MA: It was spawned off of that.
CA: It was a special video. I had totally forgotten about it.
MA: And for me, in the cheesiest, most campy way possible, it was also a love letter to Courtney. It’s that too.
“Of Holy Colors”
MA: One of the most collective pieces of work on this album. We rarely kind of get together. Usually, someone has a pretty structured song and builds off of it from there – or has parts. Of Holy Colors was something that was completely made with the whole group. And The Church of Holy Colors is an amazing venue in Gainesville, Florida. It’s an amazing collective of artists, incredible inspiring collective – we played a couple shows there.
CA: It was actually the first show we played with me, Heather, Michael, and Danny.
MA: It’s an homage to that – as well as other things.
CA: And Danny wrote music for it – the guitar part, the beautiful composition. Heather and I basically worked out the words and Michael added the amazing other stuff.
The artwork of this release – depicting three gargoyle-like toys looming atop a white piano – as is the music of Jane Jane Pollock, is both starkly intimate and alluding. Michael and Courtney would elaborate:
CA: The front cover, basically, this is in our house. This is really just how it is.
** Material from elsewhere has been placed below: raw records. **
PR #16142, opened 2023-03-07
[TF FE] Support Multi-output Body Graph nodes with named ports

rkazants:
**Details:** This is a corner case because body graph nodes have named output ports. This allows to support custom RetinaNet model.

**Ticket:** 97993

### DIFF
--- a/src/frontends/common/include/openvino/frontend/decoder.hpp
+++ b/src/frontends/common/include/openvino/frontend/decoder.hpp
@@ -50,6 +50,7 @@ public:
 
 class FRONTEND_API DecoderBase {
 public:
+    using OpTypeByName = std::unordered_map<std::string, std::string>;
     /// \brief Get attribute value by name
     ///
     /// \param name Attribute name
@@ -67,6 +68,17 @@ public:
     virtual void get_input_node(size_t input_port_idx,
                                 std::string& producer_name,
                                 size_t& producer_output_port_index) const = 0;
+
+    /// \brief Get a producer name and its output port index
+    ///
+    /// \param input_port_idx              Input port index by which data is consumed
+    /// \param producer_name               A producer name
+    /// \param producer_output_port_index  Output port index from which data is generated
+    /// \param op_type_by_name             Map of operation name to their types
+    virtual void get_input_node(size_t input_port_idx,
+                                std::string& producer_name,
+                                size_t& producer_output_port_index,
+                                const OpTypeByName& op_type_by_name) const = 0;
 
     /// \brief Get operation type
     virtual const std::string& get_op_type() const = 0;
--- a/src/frontends/tensorflow/src/decoder_proto.cpp
+++ b/src/frontends/tensorflow/src/decoder_proto.cpp
@@ -285,16 +285,53 @@ size_t DecoderProto::get_input_size() const {
     return m_node_def->input_size();
 }
 
-void DecoderProto::get_input_node(size_t input_port_idx,
-                                  std::string& producer_name,
-                                  size_t& producer_output_port_index) const {
-    // Body graph nodes may have two colons `:`, for example,
-    // producer_name:z:2 means that producer operation name is `producer_name`
-    // and output port is 2
-    std::string producer_port_name = m_node_def->input(static_cast<int>(input_port_idx));
+void parse_producer_name(const std::string& producer_port_name,
+                         std::string& producer_name,
+                         size_t& producer_output_port_index,
+                         const DecoderBase::OpTypeByName& op_type_by_name) {
+    using OutputPortIdxMax = std::unordered_map<std::string, int>;
+    // create a table of operation type and its output ports
+    // for which we specify output port indices manually
+    // it is mainly affects multiple output operations
+    // extract this information from tensorflow/core/ops/*.cc files
+    const OutputPortIdxMax output_port_idx_map = {
+        {"TopK:indices", 1},
+        {"TopKV2:indices", 1},
+        {"CTCGreedyDecoder:decoded_values", 1},
+        {"CTCGreedyDecoder:decoded_shape", 2},
+        {"CTCGreedyDecoder:log_probability", 3},
+        {"CTCGreedyDecoder:log_probability", 3},
+        {"FusedBatchNorm:batch_mean", 1},
+        {"FusedBatchNorm:batch_variance", 2},
+        {"FusedBatchNormV2:batch_mean", 1},
+        {"FusedBatchNormV2:batch_variance", 2},
+        {"FusedBatchNormV3:batch_mean", 1},
+        {"FusedBatchNormV3:batch_variance", 2},
+    };
+    // Body graph nodes may have two colons `:` input names, for example,
+    // `TopKV2Name:indices:0` means that producer operation name is `TopKV2Name`
+    // the middle name is output port name of the producer `indices` that means
+    // the second output port of TopKV2 is used.
+    // The first output port of TopKV2 is described as `TopKV2Name:values:0`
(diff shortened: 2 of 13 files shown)


src/frontends/common/include/openvino/frontend/decoder.hpp
```diff
@@ -50,6 +50,7 @@ class IDecoder {
 
 class FRONTEND_API DecoderBase {
 public:
+    using OpTypeByName = std::unordered_map<std::string, std::string>;
```
gkrivor, line 53: Please, add description

src/frontends/tensorflow/src/decoder_proto.cpp
```diff
@@ -285,16 +285,53 @@ size_t DecoderProto::get_input_size() const {
...
 }
 
-void DecoderProto::get_input_node(size_t input_port_idx,
-                                  std::string& producer_name,
-                                  size_t& producer_output_port_index) const {
-    // Body graph nodes may have two colons `:`, for example,
-    // producer_name:z:2 means that producer operation name is `producer_name`
-    // and output port is 2
-    std::string producer_port_name = m_node_def->input(static_cast<int>(input_port_idx));
+void parse_producer_name(const std::string& producer_port_name,
```
gkrivor, line 288: Don't see documentation, check please

src/frontends/tensorflow/src/decoder_proto.hpp
```diff
@@ -18,6 +18,11 @@ namespace ov {
 namespace frontend {
 namespace tensorflow {
 
+void parse_producer_name(const std::string& producer_port_name,
```
gkrivor, line 21: Here is also no documentation

src/frontends/tensorflow/src/decoder_proto.cpp
rkazants: below you can see a couple of comments what this function is doing. And step-by-step it explains this in detail

gkrivor: It doesn't describe a function definition, overall functionality and expected parameters.

src/frontends/tensorflow/src/decoder_proto.cpp
```diff
@@ -285,16 +285,53 @@ size_t DecoderProto::get_input_size() const {
...
+    // The first output port of TopKV2 is described as `TopKV2Name:values:0`
     auto first_colon = producer_port_name.find_first_of(":");
     auto last_colon = producer_port_name.find_last_of(":");
-    if (first_colon != std::string::npos && last_colon != std::string::npos) {
+    if (first_colon != std::string::npos && first_colon < last_colon) {
+        // we have at least two colons producer_name:output_port_name:port_idx
+        producer_name = producer_port_name.substr(0, first_colon);
+        auto port_id = producer_port_name.substr(last_colon + 1);
+        auto port_name = producer_port_name.substr(first_colon + 1, last_colon - first_colon - 1);
+        FRONT_END_GENERAL_CHECK(!port_id.empty() && std::all_of(port_id.begin(), port_id.end(), ::isdigit),
```
gkrivor, line 323: Why it may contain only digits? Please, refer on documentation it could only decimal indeces.

src/frontends/tensorflow/src/decoder_proto.cpp
```diff
@@ -285,16 +285,53 @@ size_t DecoderProto::get_input_size() const {
...
+    // the second output port of TopKV2 is used.
+    // The first output port of TopKV2 is described as `TopKV2Name:values:0`
     auto first_colon = producer_port_name.find_first_of(":");
     auto last_colon = producer_port_name.find_last_of(":");
-    if (first_colon != std::string::npos && last_colon != std::string::npos) {
+    if (first_colon != std::string::npos && first_colon < last_colon) {
+        // we have at least two colons producer_name:output_port_name:port_idx
+        producer_name = producer_port_name.substr(0, first_colon);
+        auto port_id = producer_port_name.substr(last_colon + 1);
+        auto port_name = producer_port_name.substr(first_colon + 1, last_colon - first_colon - 1);
```
gkrivor, line 322: I don't see a check for empty string, is it expected? what should it do in such case?

src/frontends/tensorflow/src/translate_session.cpp
```diff
@@ -130,6 +131,7 @@ void TranslateSession::translate_graph(const ov::frontend::InputModel::Ptr& inpu
     for (const auto& operation_place : operation_places) {
         auto operation_decoder = operation_place->get_decoder();
         auto operation_name = operation_place->get_names()[0];
+        op_type_by_name[operation_name] = operation_decoder->get_op_type();
```
gkrivor, line 134: Why only first item is using? Why dont you use "for(name : get_names) { ... }" ?

If it is a limitation - could you provide a description

src/frontends/tensorflow/tests/test_models/models_pbtxt/partitioned_call2.py
```diff
@@ -0,0 +1,21 @@
+# Copyright (C) 2018-2023 Intel Corporation
+# SPDX-License-Identifier: Apache-2.0
+
+import tensorflow.compat.v1 as tf
+
```
gkrivor, line 5: is it necessary to use double line breaks between blocks? why should it mean?

src/frontends/tensorflow_common/include/helper_ops/internal_operation.hpp
```diff
@@ -35,6 +35,14 @@ class DecoderFake : public ov::frontend::DecoderBase {
                                       "Internal error: the get_input_node method of the fake node decoder is invoked.");
     }
 
+    void get_input_node(size_t input_port_idx,
+                        std::string& producer_name,
+                        size_t& producer_output_port_index,
+                        const OpTypeByName& op_type_by_name) const override {
+        FRONT_END_OP_CONVERSION_CHECK(false,
```
gkrivor, line 42: Not sure I understand why you use macros FRONT_END_OP_CONVERSION_CHECK with overall meaning "not implemented" in this place, but FRONT_END_NOT_IMPLEMENTED later.

src/frontends/tensorflow/tests/test_models/models_pbtxt/partitioned_call2.py
rkazants: this is PyCharm formatting that we follow to.

src/frontends/tensorflow/src/translate_session.cpp
rkazants: operation has only one name. You mix up with tensor names. No limitation is here

src/frontends/tensorflow/src/decoder_proto.cpp
rkazants: in case of empty string there will be no first_colon  and last_colon to be endpos. Not valid comment

src/frontends/tensorflow/src/decoder_proto.cpp
rkazants: described above in the comment

src/frontends/tensorflow/src/decoder_proto.hpp
rkazants: Not a blocker for merge because this is internal function. If this is critical, I can fix it in separate PR.

mvafin (approved):
This solution has issues with extensibility, for example if user will implement extension for operation that have multiple outputs he cannot modify the map that stores such operation names. Better would be to implement hybrid conversion rules that can return named outputs  and indexed outputs. This is out of scope of this bugfix, ticket for this task is created: 105588.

MA: This is a corner in our house and this piano is definitely on the album, this toy keyboard that I’ve had for awhile. And these Boglins (the toys atop the piano) are this strange, puppet, latex toy that was distributed within the early eighties. It was something I wasn’t allowed to buy as a kid but I found them at yard sales and shops throughout the years, because I’m kind of a thrift junkie – we all are.
CA: We thought this was fitting because this is in our house and this is how the album is to me, at least.
The album insert features the five artists posed together, wearing ghoulish masks.
CA: This speaks for itself.
MA: On a funny note – this might piss some people off – it was taken in Wal-Mart.
CA: But then Michael water colored it.
MA: I scanned it black and white and I painted it.
On the backside of the album, above the track list, is Jane Jane Pollock, spelled out in a strange, eclectic text. Courtney would delve into its becoming:
CA: I found these old typography magazines from the 70s, and this was some student’s design, then I scanned them and we water colored them. I feel like taking things from the past and putting new life into them.
SubAp!: Hauntology?
MA: Absolutely – I think that’s the music we make, too.